After the takeover of the Nazis in 1933 presented Dietz multiple unsuccessful applications for admission to the National Socialist German Workers Party (NSDAP), and in 1934 a supporting member of the SS . Nevertheless, from 1939 to 1942 he was temporarily excluded from the Reichsschrifttumskammer and was not allowed to publish in Germany. The cause was probably long-term arguments with local Nazi functionaries. In 1944 Dietz was drafted into the Wehrmacht and served in a reserve hospital until the end of the war. At the end of the Second World War he was briefly captured by the US as a prisoner of war .

After the end of the war, Dietz settled in the Soviet occupation zone of Germany (SBZ) and in 1945 became a member of the supervisory board of Thuringian Zellwolle AG , a member of the Kulturbund and the Liberal Democratic Party of Germany (LDPD).

In 1946 Dietz joined the Socialist Unity Party of Germany (SED). In 1947 he became a founding partner and pro forma namesake of the Dietz Verlag of the Central Committee (ZK) of the SED . Originally, the SED wanted to tie in with the name of the Dietz publishing house of Johann Heinrich Wilhelm Dietz , who published well-known German authors of the labor movement in the 19th and early 20th centuries . The Social Democratic Party of Germany (SPD) appealed against this name because it was claimed for itself. Therefore, on August 18, 1947, the SED, with Karl Dietz as a partner, founded Dietz Verlag GmbH , based in Berlin, some of which also operated under the name Karl-Dietz-Verlag . Since 1999 the name of the publisher is officially Karl Dietz Verlag Berlin GmbH .

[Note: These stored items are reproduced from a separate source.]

PR #734, opened 2023-11-29
Update Node functions runtime to 0.14.4

colincasey:
[W-13579117](https://gus.lightning.force.com/a07EE00001TdTe7YAF)


joshwlewis (approved):
Minimum version change makes sense, given documentation already mentions 20.x minimum: https://developer.salesforce.com/docs/platform/functions/guide/set-up.html. And the CLI itself also rejects Node 14.x.

PR #742, opened 2023-12-01
Node.js Runtime Metrics

colincasey:
This is a rewrite of the [heroku-nodejs-plugin](https://github.com/heroku/heroku-nodejs-plugin) using Node Performance APIs instead of a C++ addon to obtain equivalent details about garbage collection and event loop usage.

[W-14591321](https://gus.lightning.force.com/a07EE00001fe15JYAQ), [Related](https://github.com/heroku/heroku-buildpack-nodejs/pull/1178/)

### DIFF
--- a/buildpacks/nodejs-engine/node_runtime_metrics/metrics_collector.cjs
+++ b/buildpacks/nodejs-engine/node_runtime_metrics/metrics_collector.cjs
@@ -1,0 +1,243 @@
+/**
+ * @typedef {{
+ *     "node.gc.collections": number;
+ *     "node.gc.pause.ns": number;
+ *     "node.gc.old.collections": number;
+ *     "node.gc.old.pause.ns": number;
+ *     "node.gc.young.collections": number;
+ *     "node.gc.young.pause.ns": number;
+ * }} MemoryCounters
+ *
+ * @typedef {{
+ *     "node.eventloop.usage.percent": number;
+ *     "node.eventloop.delay.ms.median": number;
+ *     "node.eventloop.delay.ms.p95": number;
+ *     "node.eventloop.delay.ms.p99": number;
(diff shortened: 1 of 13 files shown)


buildpacks/nodejs-engine/node_runtime_metrics/metrics_collector.cjs
```diff
@@ -0,0 +1,243 @@
+/**
```
joshwlewis, line 1: I think this is the same code as https://github.com/heroku/heroku-buildpack-nodejs/blob/main/metrics/metrics_collector.cjs? Any thoughts on how we could avoid having two copies that we'd need to keep in sync?

colincasey: Assuming we want to keep them in sync? 😄 

But, considering that the previous metrics plugin was remained [(mostly) unmodified](https://github.com/heroku/heroku-nodejs-plugin/commits/main/src/monitor.js) during the several years it was in use, I don't imagine this will be changed that often. And the cost of manual copying is low for a single script with zero dependencies. Setting up a dedicated repository and publishing process seems unnecessary. 

Maybe a simple download & copy script could be added if we find we are making lots of changes?

joshwlewis: > I don't imagine this will be changed that often.

I agree.

> Setting up a dedicated repository and publishing process seems unnecessary.

Yeah, I agree there. Maybe one location could be authoritative (the CNB?) and the other (classic) copy could occasionally be synced? We're already doing something similar with the inventory management tooling.

I'm not hung up on it for this PR, though. We can cross that bridge when we need to update this plugin.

In addition to this role, Dietz was able to establish himself as managing director of Greifenverlag as one of the few private publishers in the GDR and developed him into one of the leading literary publishers in the GDR since the 1950s. Dietz set publishing accents by publishing works by left-wing authors from the Weimar Republic , literature in exile during the time of National Socialism, in particular the works of Lion Feuchtwanger , and classic world literature . The Greifenverlag was nationalized only after his death.

Honors

Works (selection)

  • Karl Dietz (under the pseudonym Christoff Dietrich): How do I learn to commute? First introduction to applied practical radiation research. Erfurt 1935.
  • Karl Dietz (under the pseudonym Christoff Dietrich): Disease diagnosis by the pendulum. Practical Guide. Rudolstadt 1936.
  • Karl Dietz: Lion Feuchtwanger in memory. Rudolstadt 1959.
  • Karl Dietz and PG Hesse: Dictionary of Sexology and its Border Areas Rudolstadt 1964.

literature

  • Jens Henkel: The publishing house "Gesundes Leben" Mellenbach-Rudolstadt, from the life reform ideas of Wilhelm Hotz to the pendulum research by Karl Dietz - publishing history and bibliography 1904–1941 . In: Blätter der Gesellschaft für Buchkultur und Geschichte , 6th year, Hain-Verlag Rudolstadt 2002, pp. 83–144.
  • Christian Krause:  Karl Dietz . In: Who was who in the GDR? 5th edition. Volume 1. Ch. Links, Berlin 2010, ISBN 978-3-86153-561-4 .
  • C. Wurm, J. Henkel, G. Ballon: The Greifenverlag zu Rudolstadt 1919–93. Publishing history and bibliography. Wiesbaden 2001.

Web links

Individual evidence

  1. Christoph Links: The fate of the GDR publishers: Privatization and its consequences. Ch.links Verlag , December 17, 2013.